Exploring mental representation of visual emoji symbols through human similarity judgments

Poster Presentation 56.450: Tuesday, May 21, 2024, 2:45 – 6:45 pm, Pavilion
Session: Object Recognition: Structure of categories

Yiling Yun1 (), Bryor Snefjella1, Shuhao Fu1, Hongjing Lu1; 1University of California, Los Angeles

How do people align concepts learned from different modalities, such as visual and linguistic inputs? To address this question, we examined the representations of emojis, which are pictograms commonly used in linguistic contexts and convey distinctive visual characteristics that make them appear engaging. The representational similarity structure of emojis was measured using an odd-one-out paradigm. In Experiment 1, human similarity judgments were measured for 48 emojis from a wide range of emoji categories (faces, animals, objects, signs, etc).

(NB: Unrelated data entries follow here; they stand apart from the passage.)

PR #10130, opened 2025-07-07
chore: add default ordering value for sweeps and runs.

jacobromero:
Description
-----------

There is some circumstances when querying runs (either directly, or through a sweep) where a user may get duplicate runs from the backend. The exact fix for the backend is unknown, but the issue is related to new runs being created during calls to the backend which would change the pagination order duplicate runs maybe returned from the backend.

This change helps mitigate this issue by reversing the created order from oldest to newest reducing the likelihood of querying for runs which might be newly created. See previous PR for changing the default order for `Api().runs(...)` [here](https://github.com/wandb/wandb/pull/7675)

Testing
-------
How was this PR tested?

### DIFF
--- a/core/internal/stream/stream.go
+++ b/core/internal/stream/stream.go
@@ -2,7 +2,6 @@ package stream
 
 import (
 	"fmt"
-	"io"
 	"log/slog"
 	"os"
 	"path/filepath"
@@ -23,7 +22,6 @@ import (
 	"github.com/wandb/wandb/core/internal/sentry_ext"
 	"github.com/wandb/wandb/core/internal/settings"
 	"github.com/wandb/wandb/core/internal/tensorboard"
-	"github.com/wandb/wandb/core/internal/version"
 	"github.com/wandb/wandb/core/internal/watcher"
 	"github.com/wandb/wandb/core/internal/wboperation"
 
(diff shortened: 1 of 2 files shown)


wandb/apis/public/runs.py
```diff
@@ -177,7 +177,7 @@ def __init__(
         entity: str,
         project: str,
         filters: Optional[Dict[str, Any]] = None,
-        order: Optional[str] = None,
+        order: str = "+created_at",
```
kptkin, line 199: could you just add the order in the code? if the order is None default to this?

thinking about it, let's keep the function signature and change the default?

kptkin: also could you update the doc-string with this default behavior?

kptkin: also, i think you should document this change in the changelog, given that technically this is a breaking change.

wandb/apis/public/api.py
```diff
@@ -1141,8 +1141,8 @@ def runs(
                 For example: `{"config.experiment_name": "foo"}` would find runs with a config entry
                     of experiment name set to "foo"
             order: (str) Order can be `created_at`, `heartbeat_at`, `config.*.value`, or `summary_metrics.*`.
-                If you prepend order with a + order is ascending.
-                If you prepend order with a - order is descending (default).
+                If you prepend order with a + order is ascending (default).
+                If you prepend order with a - order is descending.
```
timoffex, line 1145: Changing the default may be considered a breaking change. Since we're not on major version 1 yet, we don't need to think too hard about it, but consider documenting it under a `Notable Changes` section instead. @kptkin are we good for a minor version bump on the next release?

I'd be more concerned if we were on major version 1 though.

wandb/apis/public/runs.py
```diff
@@ -122,8 +122,10 @@ class Runs(SizedPaginator["Run"]):
         project: (str) The name of the project to fetch runs from.
         filters: (Optional[Dict[str, Any]]) A dictionary of filters to apply
             to the runs query.
-        order: (Optional[str]) The order of the runs, can be "asc" or "desc"
-            Defaults to "desc".
+        order: (str) Order can be `created_at`, `heartbeat_at`, `config.*.value`, or `summary_metrics.*`.
+            If you prepend order with a + order is ascending (default).
+            If you prepend order with a - order is descending.
+            The default order is run.created_at from oldest to newest.
```
timoffex, line 152: This looks like it changes the meaning of `order`. Was this just incorrectly documented before, or are "asc" and "desc" valid values?

jacobromero: This was incorrectly documented. Using `asc` or `desc` would give a 400 error from the backend.

PR #10132, opened 2025-07-08
feat: add setting to calculate diff from fork point on different branch

jacobromero:
Description
-----------

- Fixes WB-25601

This PR fixes a mismatch in logic from the old wandb legacy code. When attempting to create a diff for the current state of the git repository previous the legacy code would use the users set upstream branch as the base commit for the diff, if no upstream was set then an attempt to find the closest ancestor would be made. This ancestor would be used to generate the diff.
This logic was missing in the current wandb-core code, and instead only the use set upstream would be used for creating the diff file. 

Testing
-------
How was this PR tested?

- unit tests added for go changes
- system tests add
  - reverted code to v0.20.1 (last change before legacy code was removed)
  - ran slightly modified (changed expected file to be `upstream_diff....patch`) system tests against legacy code and verified all tests passed
  - verified tests against core code in v0.20.1 expected failure in test `test_creat_git_diff__finds_most_recent_ancestor` as we were not generating diff files if no upstream was set
- system tests passed in new chagnes

### Manual testing
```python
import wandb

with wandb.init(project="test") as run:
    run.log({"test": 1})
```
run above and verified diff files were created.

#### Git setup with upstream set
```bash
# in git repository
git checkout -b testbranch1 --track origin/main
echo "test1" >> file1.txt
git add file1.txt
git commit -m "testing upstream branch set generates diff"
```

resulting files on W&B
image

#### Git setup staged changes
```bash
# in git repository
git checkout -b testbranch2
echo "test2" >> file2.txt
git add file2.txt
```

resulting files on W&B
image

#### Git setup branches closest ancestor
```bash
# in git repository
git checkout -b testbranch3 testbranch2
echo "test3" >> file3.txt
git add file3.txt
git commit -m "testing core find closest ancestor commit from tracking branches (expected commit from testbranch2)
```

commit heads from each branch
image

resulting files on W&B (note the commit has is the same as the head commit from branch2)
image

### Performance tests
With this change the performance of generating the diff files is determined mainly if the remote repository has multiple remote tracking branches and the current branch does not have a tracking branch set.
Below is the impact of various remote tracking branches and the time taking for get the fork point.

| Remote Branches | Average Time over 10 runs (seconds) |
|-----------------|------------------------|
| 10              | 4.005                  |
| 50              | 4.235                  |
| 100             | 4.493                  |
| 250             | 5.246                  |
| 500             | 7.571                  |
| 1000            | 16.428                 |


dmitryduev:
@jacobromero is this one still relevant?

jacobromero:
* **#10132** <a href="https://app.graphite.com/github/pr/wandb/wandb/10132?utm_source=stack-comment-icon" target="_blank">Graphite</a> 👈 <a href="https://app.graphite.com/github/pr/wandb/wandb/10132?utm_source=stack-comment-view-in-graphite" target="_blank">(View in Graphite)</a>
* `main`


<h2></h2>

CHANGELOG.unreleased.md
```diff
@@ -28,3 +28,5 @@ Section headings should be at level 3 (e.g. `### Added`).
 
 - Fixed a rare deadlock caused when GC triggers at an unlucky time and runs a `__del__` method that prints (@timoffex in https://github.com/wandb/wandb/pull/11402)
 - `api.Run.user` raising `AttributeError` when accessing runs from an `api.Runs` iteration (@jacobromero in https://github.com/wandb/wandb/pull/11439)
+- git diff patch files are now generated for the closest ancestor commit when no upstream branch is set. (@jacobromero in https://github.com/wandb/wandb/pull/10132)
```
timoffex: convention is no period before the part in parentheses

core/internal/gitops/git.go
timoffex, line 1: Can you add docs to the methods? `GetUpstreamForkPoint` can return `"", nil`, but the caller doesn't check it, and I can't tell if that's intentional or not. Would be solved with docs that set expectations.

core/internal/gitops/git.go
```diff
@@ -84,3 +92,126 @@ func (g *Git) SavePatch(ref, output string) error {
 	}
 	return nil
 }
+
+func (g *Git) GetUpstreamForkPoint() (string, error) {
+	// Check if we're in a detached head state
```
timoffex: nit: it's odd to me that some comments are capitalized but not punctuated, and others are punctuated but not capitalized

core/internal/gitops/git.go
```diff
@@ -59,6 +59,14 @@ func (g *Git) IsAvailable() bool {
 	return true
 }
 
+func (g *Git) GetLatestUpstreamCommit(findForkPoint bool) (string, error) {
+	if findForkPoint {
+		return g.GetUpstreamForkPoint()
+	}
+
+	return g.LatestCommit("@{u}")
```
timoffex: Is this the same as `@{upstream}`? The more explicit form is better in code.

core/internal/gitops/git.go
```diff
@@ -84,3 +92,126 @@ func (g *Git) SavePatch(ref, output string) error {
...
+	// then find the most recent ancestor of HEAD that occurs on an upstream branch.
+	trackingBranches, err := g.getAllTrackingBranches()
+	if err != nil {
+		return "", err
+	}
+	return g.findMostRecentAncestor(trackingBranches)
+}
+
+// isDetachedHead checks if the repository is in a detached head state
+func (g *Git) isDetachedHead() (bool, error) {
```
timoffex, line 140: This returns `(bool, error)` but the error is always `nil`. Though I think the implementation is not accurate: it should distinguish between the program exiting with a non-zero exit code (expected behavior) and an unexpected error (e.g. git not available). `runCommandWithOutput` should document that the returned error can be `ExitError` (see docs for [Cmd.Run](https://pkg.go.dev/os/exec#Cmd.Run)) and callers should check it.

core/internal/gitops/git.go
```diff
@@ -84,3 +92,126 @@ func (g *Git) SavePatch(ref, output string) error {
...
+// getCurrentBranchTrackingBranch returns the tracking branch of the current branch
+func (g *Git) getCurrentBranchTrackingBranch() (string, error) {
+	output, err := runCommandWithOutput(
+		[]string{"git", "rev-parse", "--abbrev-ref", "@{upstream}"},
+		g.path,
+	)
+	if err != nil {
+		return "", err
+	}
+	return strings.TrimSpace(string(output)), nil
```
timoffex, line 161: Do spaces really need to be trimmed? `git rev-parse` is a plumbing command (not porcelain) and its output is often interpolated, so I'd expect it to not output additional spaces or a newline (and it doesn't when I tried on my machine). Or is there a reason to be more cautious?

core/internal/gitops/git.go
```diff
@@ -84,3 +92,126 @@ func (g *Git) SavePatch(ref, output string) error {
...
+}
+
+// getAllTrackingBranches returns tracking branches for all local branches
+func (g *Git) getAllTrackingBranches() ([]string, error) {
+	branchesOutput, err := runCommandWithOutput(
+		[]string{"git", "branch", "--format=%(refname:short)"},
```
timoffex: The "plumbing" equivalent for this is `git for-each-ref --format=... refs/heads`, where "refs/heads" means "branches". Code should usually rely on the plumbing commands since their output is guaranteed to be more stable.

With that said, I think you also won't need to trim the spaces here.

core/internal/gitops/git.go
```diff
@@ -84,3 +92,126 @@ func (g *Git) SavePatch(ref, output string) error {
...
+		g.path,
+	)
+	if err != nil {
+		return "", err
+	}
+	return strings.TrimSpace(string(output)), nil
+}
+
+// getAllTrackingBranches returns tracking branches for all local branches
+func (g *Git) getAllTrackingBranches() ([]string, error) {
```
timoffex, line 165: This can be a single syscall:

```
git for-each-ref \
  --format=%(upstream:short) \
  --omit-empty \
  refs/heads
```

Then split lines and deduplicate.

core/internal/gitops/git.go
```diff
@@ -84,3 +92,126 @@ func (g *Git) SavePatch(ref, output string) error {
...
+
+	var trackingBranches []string
+	branches := strings.Split(strings.TrimSpace(string(branchesOutput)), "\n")
+	for _, branch := range branches {
+		branch = strings.TrimSpace(branch)
+		if branch == "" {
+			continue
+		}
+
+		trackingOutput, err := runCommandWithOutput(
```
timoffex: Note: running a command in a loop based on external input (git-branch output) is a bad idea!

core/internal/gitops/git.go
```diff
@@ -84,3 +92,126 @@ func (g *Git) SavePatch(ref, output string) error {
...
+				trackingBranches = append(trackingBranches, trackingBranch)
+			}
+		}
+	}
+
+	return trackingBranches, nil
+}
+
+// findMostRecentAncestor finds the most recent common ancestor among provided branches
+func (g *Git) findMostRecentAncestor(branches []string) (string, error) {
```
timoffex, line 194: I feel like there should be a single git command that does this. Is there not?

`git merge-base` [accepts more than 2 commits](https://git-scm.com/docs/git-merge-base), and I think it does what you want either by default or with the `--octopus` option.

wandb/sdk/wandb_settings.py
```diff
@@ -197,6 +197,17 @@ class Settings(BaseModel, validate_assignment=True):
     disable_git: bool = False
     """Whether to disable capturing the git state."""
 
+    disable_git_fork_point: bool = True
```
timoffex, line 200: Was there no special setting for the legacy code? Did people use a workaround?

core/internal/gitops/git.go
jacobromero: It is, thanks for catching this! Changed

core/internal/gitops/git.go
jacobromero: Changed, if ExitError then return true, otherwise if we get an error that is propagated up.

core/internal/gitops/git.go
jacobromero: Weird for me, I am getting a `\n` as part of the output that is was causing issues.

wandb/sdk/wandb_settings.py
jacobromero: Since it has been a while since fork point has worked (`v0.18.0`) my thought was its possible that users have grown accustom to the new way.  
  
However some users still want diff patch creation from the fork point. This provides the escape hatch for those customers.

core/internal/gitops/git.go
```diff
@@ -59,6 +60,20 @@ func (g *Git) IsAvailable() bool {
...
+//
+// If disableGitForkPoint is false,
+// it returns the commit where the current branch diverged from upstream.
+// Otherwise, it returns the latest commit on the current branch's upstream tracking branch.
+func (g *Git) GetLatestUpstreamCommit(disableGitForkPoint bool) (string, error) {
+	if !disableGitForkPoint {
+		return g.GetUpstreamForkPoint()
+	}
+
+	return g.LatestCommit("@{upstream}")
```
dmitryduev, line 74: The setting doc says that when `disable_git_fork_point=True`, W&B should use the latest commit from the upstream branch if _one is set_, and otherwise skip generating the diff patch. But calling this (`LatestCommit("@{upstream}")`) would make handlePatchSave() log an error on failure and proceeds without guarding the empty-base case, do I get that right? So "no upstream configured" becomes an error path instead of a quiet skip?

jacobromero:
@dmitryduev good point, changed from `fixed` to `feat`

dmitryduev:
I re-checked the latest head and I think this is still unresolved. The docs for `disable_git_fork_point=True` say: use the latest commit from the upstream branch if one is set, otherwise skip generating the diff patch. But `GetLatestUpstreamCommit(true)` still calls `LatestCommit("@{upstream}")` directly, and `handlePatchSave()` still has no `output != ""` guard before building `diff_%s.patch` and calling `SavePatch(...)`. So the no-upstream case still looks like an error path rather than a quiet skip. 

It would also be nice to add a regression test for GetLatestUpstreamCommit(true) with no tracking branch 🙏🏻

jacobromero:
Hmm might be a wording issue here,  
  
when `disable_git_fork_point=True` then we do a simple check to get the commit from the branch that is currently being tracked upstream. This keeps the [current behavior](https://github.com/wandb/wandb/blob/42959d9cf8e367ccaca294f4049379e2c771ae5b/core/internal/stream/handler.go#L614).  
  
When setting `disable_git_fork_point=True` then we attempt to find the closest commit to the current branch from all upstream branches. (This is the legacy behavior).

If either case fails then no upstream diff patch is created, and the error is logged.

core/internal/gitops/git.go
jacobromero: No when setting `disable_git_fork_point=True`this maintains the current behavior.  
If the current branch tracks an upstream branch then get the commit from there. Otherwise log an error and don't create a patch file.  
  
when `disable_git_fork_point=False` then we first try to check if there is an upstream branch being tracked and use that for the basis of the patch file. Otherwise we will attempt to find the closest ancestor of all upstream branches in the repo.

jacobromero:
### Merge activity

* **Mar 26, 7:08 PM UTC**: @jacobromero merged this pull request with [Graphite](https://app.graphite.com/github/pr/wandb/wandb/10132).

PR #938, opened 2015-01-12
pull request for the single largest update to not affect users in the slightest

mcmonkey4eva:
I'm going for the world record here


mcmonkey4eva:
Risking it.

PR #969, opened 2015-02-26
Fixing experience calculation

Dandielo:
line@27 - if some1 has got 1 exp in a bar then 1 / 17 is 0,058823529, casting that to (int) results in 0 exp in total, add 0.5 to fix this
line@115 - int / int does not result in a float value 
`+ `a typo


mcmonkey4eva:
Ohhai, haven't seen you in forever 0.o
Is this the only bug with exp code? I recall seeing someone complain about the XP tags too

Dandielo:
It's probably the only one I could find, 
And yeah quite some time :P mostly because of my studies and lack of time to work on my own plugins :P 
But I needed to recall how to calculate exp (selling items for exp etc) so looked in here and fixed few things by the way :P

mcmonkey4eva:
Fair enough. Thanks! :D

(And come on IRC sometime man)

We compared human similarity judgments with model predictions from three types of models, including a language model (fastText) that is trained for word prediction in sentences, a vision model (Visual Auto-Encoder) that is trained to reconstruct input images, and a multi-modal neural network (CLIP) that learns visual concepts under language supervision. We found that CLIP correlated with human similarity judgments the highest (rho = .38), followed by fastText (rho = .36), and Visual Auto-Encoder (rho = .17). When controlling for linguistic semantics from fastText, CLIP maintained the significant semipartial-correlation with human judgments (sr = .34). The best performance of CLIP was not simply due to the combination of multimodal inputs since simply concatenating fastText and Visual Auto-Encoder embeddings resulted in a lower correlation (rho = .17). In Experiment 2, we used the 50 most frequently used emojis, which mostly include faces with different expressions and hand gestures. We found that all three models show correlations with human similarity judgments: CLIP (rho = .68), followed by fastText (rho = .52), and Visual Auto-Encoder (rho = .46). These results suggest that models trained with aligned visual and linguistic inputs in a multi-modal way best capture human conceptual representations of visual symbols, such as emojis. However, these models trained with general purposes are inadequate to capture fine-grained social attributes in emojis.

Acknowledgements: We dedicate this abstract to the memory of our co-author Dr. Bryor Snefjella, whose creativity, brilliance, insight and generosity make this project possible. This abstract was supported by NSF Grant BCS-2142269 awarded to H.L.